Zitat von Reisender im Beitrag #73Die EU ist also eine Angelegenheit, die beliebig mißbraucht werden kann, damit Einzelne unpopuläre Maßnahmen in ihrem Land durchdrücken können. De facto ist die Bande (von Billiard) EU vom interessierten Bürger nicht mehr zu kontrollieren.
Es stimmt, daß dem mittelmäßig interessierten Bürger die Entscheidungsgänge intransparent sind. Wer aber wirklich interessiert ist, der kann analog zur Bundes- und Landesgesetzgebung die Parlamentsdrucksachen des EP und die Arbeitspapiere der Kommission lesen. Der Vertrag von Lissabon bietet uns EU-Bürgern sogar ein Informationsfreiheitsrecht über alle Dokumente von Rat, Kommission. Das gibt es in Bund und Ländern so nicht. Institutionell ist damit de jure die Hinterzimmerkungelei, wie man sich von der deutschen Politik kennt, nicht möglich. Aber man muß sich freilich um diese Informationen kümmern (ich gebe zu, ich mache es auch fast nie) oder es muß Journalisten geben, die sich darauf einlassen. Das ist aber kein Mangel der EU sondern ein Mangel der von nationalen öff.-rechtlichen Sendeanstalten dominierten nationalen Medien, die überdies als Marktzutrittshemmnis für europäisch orientierte Medien wirken (z.B. Euronews). Heute wurden übrigens wieder einige wichtige und an sich umstrittene Gesetzesvorlagen im Bundestag behandelt. Aber in den Medien hat erstmal das Fußballspiel mehr Aufmerksamkeit.

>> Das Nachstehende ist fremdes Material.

PR #2183, opened 2026-08-18
fix(release): retry newly created draft lookup

naingthet:
## What changed

- treat a just-created Release Drafter ID that is temporarily absent from the releases list as retryable
- retry release-list reconciliation with bounded backoff before failing
- keep failing immediately when the reported release is visible but is not a normal draft
- add regression and workflow-policy coverage for the retry path

## Root cause

The failed `v0.48.0` publish left that release as an in-flight prerelease, so Release Drafter correctly created the next `v0.48.1` draft. The action returned the new release ID before GitHub's paginated releases-list endpoint included it. Reconciliation interpreted that transient omission as a permanent invariant violation and failed the release-draft workflow.

## Validation

- `node --test scripts/*.test.mjs`
- `actionlint .github/workflows/release-draft.yml`
- `git diff --check`

---

> [!NOTE]
> **Low Risk**
> Changes only GitHub Actions release-draft automation and reconciliation scripts; no runtime product or auth paths.
> 
> **Overview**
> Fixes **release-draft** failures when Release Drafter returns a new release ID before GitHub’s paginated releases API lists that release.
> 
> **`planDraftReconciliation`** now returns **`action: "retry"`** when the reported ID is missing from the fetched list (transient lag). It still **throws** if the ID appears but is not a normal non-prerelease draft.
> 
> The **“Keep exactly one native release draft”** workflow step mirrors the baseline step: up to **5 attempts**, paginated fetch + `jq` flattening, bounded backoff (`attempt * 5` seconds), then fail with the last reason. Deletes extra drafts only when the plan is not `retry`.
> 
> Tests cover the retry path, the “listed but wrong kind” path, and workflow policy checks for `max_attempts=5` and retry handling.
> 
> <sup>Reviewed by [Cursor Bugbot](https://cursor.com/bugbot) for commit f5fc8fa2d161503748a96435b503c82015ec3690. Bugbot is set up for automated code reviews on this repo. Configure [here](https://www.cursor.com/dashboard/bugbot).</sup>

### DIFF
--- a/.github/workflows/release-draft.yml
+++ b/.github/workflows/release-draft.yml
@@ -122,24 +122,46 @@ jobs:
           RELEASE_ID: ${{ steps.release_drafter.outputs.id }}
           RESOLVED_VERSION: ${{ steps.release_drafter.outputs.resolved_version }}
         run: |
-          gh api --paginate \
-            -H 'Accept: application/vnd.github+json' \
-            "repos/$GITHUB_REPOSITORY/releases?per_page=100" | \
-            jq -s '[.[][]]' > "$RUNNER_TEMP/releases.json"
-          plan="$(node scripts/reconcile-release-drafts.mjs \
-            --releases "$RUNNER_TEMP/releases.json" \
-            --resolved-version "$RESOLVED_VERSION" \
-            --release-id "$RELEASE_ID")"
-          echo "$plan"
-          while IFS= read -r id; do
-            gh api --method DELETE \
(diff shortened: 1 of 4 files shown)


naingthet (commented):
A missing Release Drafter ID is now `retry` with five list-and-backoff attempts, so transient pagination lag no longer fails the draft job. A listed ID that is not a normal draft still throws. Extra-draft deletes stay off the retry path.

No blocking issue.

PR #2182, opened 2026-08-18
feat(desktop): ship ARM64 packages and cross-platform updates

naingthet:
## Summary

- fix the Windows release prerequisite by invoking pnpm through the Windows command interpreter when generating third-party notices
- add native ARM64 Windows and Linux release matrices, artifacts, immutable manifest entries, updater keys, stable downloads, and recovery paths
- enable the existing signed, user-confirmed Tauri updater flow on production Windows and Linux builds
- supersede decision 40 with decision 43 and update the release contract, installation docs, deferred scope, and agent guidance

## Root cause

The v0.48.0 Windows prerequisite reached `generate-third-party-notices.mjs` from Git Bash, but Node attempted to spawn the extensionless `pnpm` command directly. On Windows pnpm is a command shim, so the process failed with `spawnSync pnpm ENOENT` before compilation began.

The generator now uses `cmd.exe /d /c pnpm ...` on Windows and keeps the direct shell-free invocation on Unix hosts.

## Release impact

Production releases now require:

- universal macOS
- Windows x86_64 and ARM64 NSIS installers
- Linux x86_64 and ARM64 AppImages and Debian packages

Windows ARM64 uses `windows-11-arm`; Linux ARM64 uses `ubuntu-22.04-arm`. Publication remains all-or-nothing across the declared platform and architecture set. Windows and Linux release builds use the same authenticated background-download and explicit restart-to-install flow as macOS; debug builds remain disabled.

## Validation

- `actionlint .github/workflows/release.yml`
- `node scripts/generate-third-party-notices.mjs --check`
- `node --test scripts/create-release-manifests.test.mjs scripts/third-party-notices.test.mjs scripts/workflow-security.test.mjs` (48 passed)
- `cargo test -p tidebreak-desktop updater:: --locked` (9 passed)
- `pnpm exec vitest run src/settings/UpdatesPanel.test.tsx` (3 passed)
- `pnpm build`
- `git diff --check`

## Remaining native verification

GitHub Actions is the authoritative native build check for the Windows and Linux package matrices. This PR should not be considered release-ready until those native jobs and required PR checks are green.

---

> [!NOTE]
> **Medium Risk**
> Changes production release gates, hosted manifest shape, and cross-platform updater behavior; a partial or mis-keyed ARM64 matrix could block or mis-publish releases, though workflow-policy tests pin the contract.
> 
> **Overview**
[...]

PR #2185, opened 2026-08-18
test(release): authorize ARM64 packages and cross-platform updates

naingthet:
## Summary

- authorize the current release workflow and the upcoming ARM64 Windows/Linux release graph in the trusted workflow policy
- allow Linux packaging to select `ubuntu-22.04` through `${{ matrix.runner }}` while keeping that runner as the x86_64 baseline
- allow immutable publication to attach native `aarch64` Windows and Linux assets
- allow the packaged updater to enable signed production updates on Windows and Linux as well as macOS

## Why

The release-policy CI job intentionally runs `main`'s trusted tests against pull-request workflow changes. PR #2182 cannot add ARM64 matrices or enable the signed updater on Windows and Linux until the trusted policy recognizes that graph. This is the same prerequisite-policy transition used for Windows/Linux packaging in #2174.

The transition keeps every current assertion active while admitting the stricter follow-up workflow. PR #2182 will tighten the tests to the final ARM64 and cross-platform-updater shape after this prerequisite lands.

## Validation

- `node --test scripts/workflow-security.test.mjs` — 35 tests passed against `main`
- `node --test scripts/workflow-security-mutations.test.mjs` — 43 tests passed against `main`
- the same trusted tests passed against #2182's files
- `git diff --check`

Prerequisite for #2182.

---

> [!NOTE]
> **Low Risk**
> Test-only changes to trusted workflow policy matchers; no release workflow or application code is modified.
> 
> **Overview**
> Updates **`scripts/workflow-security.test.mjs`** so release-policy CI can pass on **`main`** today while also accepting the follow-up workflow from PR #2182 (ARM64 matrices and Windows/Linux production updaters).
> 
> **Linux `build_linux`** checks still require `ubuntu-22.04` and the existing packaging guards, but **`runs-on`** may be pinned literally or via **`${{ matrix.runner }}`**. When an ARM runner appears in the job, the test also expects both **`x86_64-unknown-linux-gnu`** and **`aarch64-unknown-linux-gnu`** matrix targets.
> 
> **`attach_downloads`** keeps current x86_64 asset names while allowing Debian signature paths to use **`${arch}`** instead of a fixed **`x86_64`**. If Windows ARM64 artifact names are present, it additionally requires matching Linux ARM64 packages and signatures.
> 
> **Packaged updater policy** still demands macOS in the production **`cfg!`**, with a looser matcher for nested **`all(...)`** blocks. If **`updater.rs`** mentions Windows or Linux, both **`target_os`** entries must appear—without requiring them on **`main`** until the packaging PR lands.
> 
> This is the same prerequisite pattern as #2174: current assertions stay active; stricter final shapes can tighten tests after this merges.
> 
> <sup>Reviewed by [Cursor Bugbot](https://cursor.com/bugbot) for commit bdb9025599865b20a25557d887d1ef68af06e1e6. Bugbot is set up for automated code reviews on this repo. Configure [here](https://www.cursor.com/dashboard/bugbot).</sup>

### DIFF
--- a/scripts/workflow-security.test.mjs
+++ b/scripts/workflow-security.test.mjs
@@ -1511,7 +1511,17 @@ test("Linux packaging writes no shared cache before loading updater material", (
   assert.doesNotMatch(release, /^  prepare_linux:/m);
   const buildJob = workflowJob(release, "build_linux");
   assert.match(buildJob, /needs: \[validate, inspect_hosted\]/);
-  assert.match(buildJob, /runs-on: ubuntu-22\.04/);
+  // Current workflow pins the x86_64 job to ubuntu-22.04. The upcoming ARM64
+  // matrix keeps that runner and selects it through ${{ matrix.runner }}.
+  assert.match(buildJob, /ubuntu-22\.04/);
+  assert.match(
+    buildJob,
+    /runs-on: (?:ubuntu-22\.04|\$\{\{ matrix\.runner \}\})/,
+  );
+  if (/runner: ubuntu-22\.04-arm/.test(buildJob)) {
+    assert.match(buildJob, /target: x86_64-unknown-linux-gnu/);
+    assert.match(buildJob, /target: aarch64-unknown-linux-gnu/);
+  }
   assert.match(buildJob, /libwebkit2gtk-4\.1-dev/);
   assert.match(buildJob, /SCCACHE_GHA_RW_MODE: READ_ONLY/);
   assert.match(buildJob, /version: 10\.18\.3/);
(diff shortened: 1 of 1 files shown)


naingthet (commented):
## Summary

Same two-step as #2174. Trusted tests still pin today's x86_64 / macOS-only literals, and additionally admit the ARM64 matrix and cross-platform updater when those strings appear. Release policy is already green on this head.

No blocking issue. Hold only until clippy / desktop test / workspace test finish (scripts-only change). Merge this before #2182.

## Issue counts by severity

- bugs: 0
- suggestions: 0
- nits: 0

Zitat von Reisender im Beitrag #73Auf dem Bau ist es unmöglich, beim Bau des Hauses alle existierenden Normen, Vorschriften einzuhalten. Sinn macht nur, die Verkehrsregeln anzugleichen = Arbeitsschutz und grundlegende Normen wie z.B. Belastbarkeiten einzelner Bauteile für bestimmte Zwecke im Sinne der Gefahrenvermeidung. Der Rest muß dem Kunden überlassen bleiben.
Wenn D seine Bauherren mit neuen Energiesparvorschriften zur Kasse bittet, kommt die EU auch nicht und stoppt den Irrsinn. Da, wo ich eine verbindliche Normierung von Mindeststandards sinnvoll finde, passiert nichts, dort, wo ich es als überflüssig erachte, zu regeln, tobt der Paragraphenkrieg.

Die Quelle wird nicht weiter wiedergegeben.